It basically boils down to sketchy marketing sites (Chartio, Periscope, Mode,
etc.) that end up being very expensive.

I'm very hopeful for quicksight, but unfortunately it feels very clunky and
hard to use at the moment. Hopefully they improve the clunky UI and give it a
SQL inerface.

------
retr0grad3
I was involved in the alpha for QiuckSight and found it interesting. My
feeling is that Amazon realizes that there is a market for data visualization
and analysis for RDS, Redshift, S3 flat files, etc. There are many players in
this space as well as traditional BI companies like Tableau.

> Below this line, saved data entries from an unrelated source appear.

PR #5600, opened 2025-05-29
tests: Faster search::facet_search IT tests

martin-g:
# Pull Request

## Related issue
#4840

## What does this PR do?
- Use shared server + unique indices where possible. 
- Assert .succeeded() for the waited tasks.
- Drop usage of dbg!() in the assertions. It caused noise in the logs

### DIFF
--- a/crates/meilisearch/tests/search/facet_search.rs
+++ b/crates/meilisearch/tests/search/facet_search.rs
@@ -50,13 +50,11 @@ async fn test_settings_documents_indexing_swapping_and_facet_search(
 
     let (task, code) = index.add_documents(documents.clone(), None).await;
     assert_eq!(code, 202, "{}", task);
-    let response = index.wait_task(task.uid()).await.succeeded();
-    assert!(response.is_success(), "{response:?}");
+    index.wait_task(task.uid()).await.succeeded();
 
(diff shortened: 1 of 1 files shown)


crates/meilisearch/tests/search/facet_search.rs
```diff
@@ -50,13 +50,13 @@ async fn test_settings_documents_indexing_swapping_and_facet_search(
 
     let (task, code) = index.add_documents(documents.clone(), None).await;
     assert_eq!(code, 202, "{}", task);
-    let response = index.wait_task(task.uid()).await;
-    assert!(response.is_success(), "{:?}", response);
+    let response = index.wait_task(task.uid()).await.succeeded();
+    assert!(response.is_success(), "{response:?}");
```
ManyTheFish: both lines are checking the same thing, see the [succeeded method implementation](https://github.com/meilisearch/meilisearch/blob/d416b3b3905ebe684e0aabc6a8c5343ad4aa5df7/crates/meilisearch/tests/common/mod.rs#L53-L58).

```suggestion
    let response = index.wait_task(task.uid()).await.succeeded();
```

Same everywhere in the file

ManyTheFish (changes requested):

QuickSight is going to be leveraged for more than just data analysis. They'll
(probably) be using this for cost exploring and other features down the road
(ELB Log Analysis, VPC Flow Log Analysis).

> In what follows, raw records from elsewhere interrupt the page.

PR #5603, opened 2025-05-29
tests: Faster search::multi IT tests

martin-g:
# Pull Request

## Related issue
#4840

## What does this PR do?
- Use shared server + unique indices where possible

### DIFF
--- a/crates/meilisearch/tests/search/multi/mod.rs
+++ b/crates/meilisearch/tests/search/multi/mod.rs
@@ -855,10 +855,6 @@ async fn search_multiple_indexes_dont_exist() {
         ]}))
         .await;
     snapshot!(code, @"400 Bad Request");
-
-    let (list_response, _code) = server.list_indexes(Some(0), Some(1_000_000)).await;
-    dbg!(list_response);
-
     snapshot!(json_string!(response), @r###"
     {
       "message": "Inside `.queries[0]`: Index `test` not found.",


irevoire:
>  One thing that bothers me a bit is that now the snapshots use [uuid] for all index names and it is not very clear which index brings the hit, e.g. see federation_inconsistent_merge_order() test case.

Hey yeah, you're right, that's really hard to read 😩 

In the beginning, you are using a lot of shared indices, and since these ones have a fixed name, I find the test pretty good to read.
From what I see, almost all the tests rely on like five different datasets (and some are already available as shared index). Do you think it would make sense to make all of these datasets into a unique, named and shared index for all test?

And if a test must update the settings or something, then we don't use the shared server?
It's not ideal, but I feel like it would fix the issue for 99% of the tests while keeping the test very easy to read (maybe even more than before since we won't have to repeat all the initialization work)

martin-g:
@irevoire https://github.com/meilisearch/meilisearch/pull/5603/commits/1824fbd1b513c1b00f68f45cebdcd2c6f4252fbe introduces `Index::unique_index_with_prefix(&str)`
Using it produces index names like `movies-[uuid]` in the response JSON. This way the index is both unique and readable.

irevoire:
Oh yes that's easy and smart, I love it 🔥

martin-g:
@irevoire I think this big boy is ready for review!
You may make yourself some🍿 ! 😄

martin-g:
One of the tests fails due to racing:
```
---- search::multi::search_multiple_indexes_dont_exist stdout ----
━━━━━━━━━━━━━━━━━━━━━━━━━━━━━━━ Snapshot Summary ━━━━━━━━━━━━━━━━━━━━━━━━━━━━━━━
Snapshot: search_multiple_indexes_dont_exist
Source: crates/meilisearch/tests/search/multi/mod.rs:794
────────────────────────────────────────────────────────────────────────────────
-old snapshot
+new results
────────────┬───────────────────────────────────────────────────────────────────
    0     0 │ {
    1       │-  "message": "Inside `.queries[0]`: Index `test` not found.",
          1 │+  "message": "Inside `.queries[1]`: Index `nested` not found.",
    2     2 │   "code": "index_not_found",
    3     3 │   "type": "invalid_request",
    4     4 │   "link": "https://docs.meilisearch.com/errors#index_not_found"
    5     5 │ }
```
Both `test` and `nested` indices do not exist in the shared server, but sometimes the error is about the first index (`test`) and sometimes for the second one (`nested`)...

**Update**: It looks like the `test` index is actually existing in the shared server. Using unique index names consistently returns errors with the first index name in the details.

crates/meilisearch/tests/search/multi/mod.rs
```diff
@@ -414,29 +382,22 @@ async fn federation_search_illegal_index_uid() {
...
 
-    let documents = DOCUMENTS.clone();
-    let (task, _status_code) = index.add_documents(documents, None).await;
-    index.wait_task(task.uid()).await.succeeded();
-
-    let index = server.index("nested");
-    let documents = NESTED_DOCUMENTS.clone();
-    let (add_task, _status_code) = index.add_documents(documents, None).await;
-    index.wait_task(add_task.uid()).await.succeeded();
+    let nested_index = shared_index_with_nested_documents().await;
```
irevoire: That's what I like to see 😁

crates/meilisearch/tests/search/multi/mod.rs
```diff
@@ -848,18 +783,21 @@ async fn federation_one_index_doesnt_exist() {
 
 #[actix_rt::test]
 async fn search_multiple_indexes_dont_exist() {
-    let server = Server::new().await;
+    let server = Server::new_shared();
+
+    let index_1 = format!("index_1-{}", Uuid::new_v4());
+    let index_2 = format!("index_2-{}", Uuid::new_v4());
```
irevoire: Why are we not using the `unique_with_prefix` as you suggested?
It seems "safer" to use

crates/meilisearch/tests/search/multi/mod.rs
```diff
@@ -956,29 +880,20 @@ async fn federation_one_query_error() {
...
+    let server = Server::new_shared();
+    let index = shared_index_with_documents().await;
+    let nested_index = shared_index_with_nested_documents().await;
 
     let (response, code) = server
         .multi_search(json!({"federation": {}, "queries": [
-        {"indexUid" : "test", "q": "glass"},
-        {"indexUid": "nested", "q": "pésti", "sort": ["doggos:desc"]},
+        {"indexUid" : index.uid, "q": "glass"},
+        {"indexUid": nested_index.uid, "q": "pésti", "sort": ["mother:desc"]},
```
irevoire, line 950: good catch

crates/meilisearch/tests/search/multi/mod.rs
```diff
@@ -1707,9 +1573,8 @@ async fn federation_sort_same_indexes_different_criterion_same_direction() {
 
 #[actix_rt::test]
 async fn federation_sort_same_indexes_different_criterion_opposite_direction() {
-    let server = Server::new().await;
-
-    let index = server.index("nested");
+    let server = Server::new_shared();
+    let index = server.unique_index_with_prefix("nested");
```
irevoire, line 1637: noice

crates/meilisearch/tests/search/multi/mod.rs
```diff
@@ -2058,15 +1922,15 @@ async fn federation_sort_different_ranking_rules() {
...
+    let batman_index = server.unique_index_with_prefix("batman");
 
     let documents = SCORE_DOCUMENTS.clone();
-    let (value, _) = index.add_documents(documents, None).await;
-    index.wait_task(value.uid()).await.succeeded();
+    let (value, _) = batman_index.add_documents(documents, None).await;
+    batman_index.wait_task(value.uid()).await.succeeded();
 
-    let (value, _) = index
+    let (value, _) = batman_index
```
irevoire: From what I see here we're using the default ranking rules and could use the shared index

https://www.meilisearch.com/docs/learn/relevancy/ranking_rules#list-of-built-in-ranking-rules

crates/meilisearch/tests/search/multi/mod.rs
```diff
@@ -2241,15 +2105,15 @@ async fn federation_sort_different_ranking_rules() {
...
+    let movies_index = server.unique_index_with_prefix("movies");
 
     let documents = DOCUMENTS.clone();
-    let (value, _) = index.add_documents(documents, None).await;
-    index.wait_task(value.uid()).await.succeeded();
+    let (value, _) = movies_index.add_documents(documents, None).await;
+    movies_index.wait_task(value.uid()).await.succeeded();
 
-    let (value, _) = index
+    let (value, _) = movies_index
```
irevoire: Same question

crates/meilisearch/tests/search/multi/mod.rs
```diff
@@ -2262,15 +2126,15 @@ async fn federation_sort_different_indexes_same_criterion_opposite_direction() {
...
+    let batman_index = server.unique_index_with_prefix("batman");
 
     let documents = SCORE_DOCUMENTS.clone();
-    let (value, _) = index.add_documents(documents, None).await;
-    index.wait_task(value.uid()).await.succeeded();
+    let (value, _) = batman_index.add_documents(documents, None).await;
+    batman_index.wait_task(value.uid()).await.succeeded();
 
-    let (value, _) = index
+    let (value, _) = batman_index
```
irevoire: Same question

irevoire (changes requested):
Hey!

I saw this chunk of code literally dozens of times I think:
```rust

    let (value, _) = movies_index.add_documents(documents, None).await;
    movies_index.wait_task(value.uid()).await.succeeded();

    let (value, _) = movies_index
        .update_settings(json!({
          "sortableAttributes": ["title"],
          "filterableAttributes": ["title", "color"],
          "rankingRules": [
            "sort",
            "words",
            "typo",
            "proximity",
            "attribute",
            "exactness"
          ]
        }))
        .await;
    movies_index.wait_task(value.uid()).await.succeeded();

    let batman_index = server.unique_index_with_prefix("batman");

    let documents = SCORE_DOCUMENTS.clone();
    let (value, _) = batman_index.add_documents(documents, None).await;
    batman_index.wait_task(value.uid()).await.succeeded();

    let (value, _) = batman_index
        .update_settings(json!({
          "sortableAttributes": ["title"],
          "filterableAttributes": ["title"],
          "rankingRules": [
            "sort",
            "words",
            "typo",
            "proximity",
            "attribute",
            "exactness"
          ]
        }))
        .await;
    batman_index.wait_task(value.uid()).await.succeeded();
```

I think it would make sense to create two new shared index for these two datasets 🤔 

Since playing with the ranking rules seems very specific to the multisearch and federation I think they could be local to this file though (at the top would be the best)

Otherwise it looks pretty good! I'll take a look at your issue right now

irevoire:
> Update: It looks like the test index is actually existing in the shared server. Using unique index names consistently returns errors with the first index name in the details.

Ah I see you found the bug while I was reviewing your PR.
But oooof that's a big bug we're never supposed to be able to create a non-unique index with the shared index and that could come from any test 🤔 
Maybe a quick way to find the issue would be to update the index creation call to crash when it's called with an index name that contains `test`?

crates/meilisearch/tests/search/multi/mod.rs
martin-g: Initially I used `server.unique_index_with_prefix("index_1")` but then I simplified it to plain strings because `server.unique_index()` looks like it is creating the index. Using a plain string makes it more obvious that this is just a name.
I don't mind changing it back to `server.unique_index_with_prefix()` if you think it would be better!

crates/meilisearch/tests/search/multi/mod.rs
martin-g: Here the order of the ranking rules is not the same as the default ones.
Here:
```
 "rankingRules": [
            "sort",
            "words",
            "typo",
            "proximity",
            "attribute",
            "exactness"
          ]
```

Defaults:
```
[
  "words",
  "typo",
  "proximity",
  "attribute",
  "sort",
  "exactness"
]
```

crates/meilisearch/tests/search/multi/mod.rs
martin-g: Here the order of the ranking rules is not the same as the default ones.
Here:
```
 "rankingRules": [
            "sort",
            "words",
            "typo",
            "proximity",
            "attribute",
            "exactness"
          ]
```

Defaults:
```
[
  "words",
  "typo",
  "proximity",
  "attribute",
  "sort",
  "exactness"
]
```

crates/meilisearch/tests/search/multi/mod.rs
martin-g: Done!

martin-g:
> But oooof that's a big bug we're never supposed to be able to create a non-unique index with the shared index and that could come from any test

I just tried to list all indexes in the shared server and confirm my assumption above with:
```
let (response, _code) = server.list_indexes(Some(0), Some(1_000_000)).await;
    dbg!(response);
```

but it returns:
```
       START             meilisearch::integration search::multi::search_multiple_indexes_dont_exist

running 1 test
[crates/meilisearch/tests/search/multi/mod.rs:792:5] response = Value(
    Object {
        "results": Array [],
        "offset": Number(0),
        "limit": Number(1000000),
        "total": Number(0),
    },
)
```

The shared server says "I have no indexes"!

And this is expected since every IT test setups its own Actix-Web App!
So my explanation [above](https://github.com/meilisearch/meilisearch/pull/5603#issuecomment-2961407945) is not correct!
It should be a racing issue in the backend ...

martin-g:
I was using `cargo nextest` and this caused the problem with the empty list of indexes!
Using `cargo test` shows a list with many entries but all of the items are either unique or shared. All looks good!

martin-g:
AFAIS the queries are processed in the order from the request body JSON and there is no racing - https://github.com/meilisearch/meilisearch/blob/aefebdeb8baf85fcba538b04b010fc5d676836a4/crates/meilisearch/src/routes/multi_search.rs#L214-L240
Mistery!

martin-g:
@irevoire Here is the `"test"` in a shared server - https://github.com/meilisearch/meilisearch/blob/c3368e6859bef4b39621b7d4bf81f8fa215d6e34/crates/meilisearch/tests/index/create_index.rs#L50
Noice! :-)

irevoire:
>  Noice! :-)

Oof good catch!

That's why I feels like even if we're not creating the indexes we should always just use the method that makes them unique ahah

There are several limitations that I ran into. If you want to use a Redshift
cluster as a data source it has to be a) publicly accesable and b) you have to
whitelist the QuickSight IP range. QuickSight is launched in Amazon's
infrastructure (their account and VPC) and that places limitations on what can
be accessed (no VPC peering).

As an operations engineer, my biggest feedback was "let me launch my own
QuickSight resources in my own VPC". Don't get me wrong, the fact that you get
an AD instance, SPICE DB, and Web UI at a button click is nice, but I want to
have more freedom to control and secure it. Just my two cents.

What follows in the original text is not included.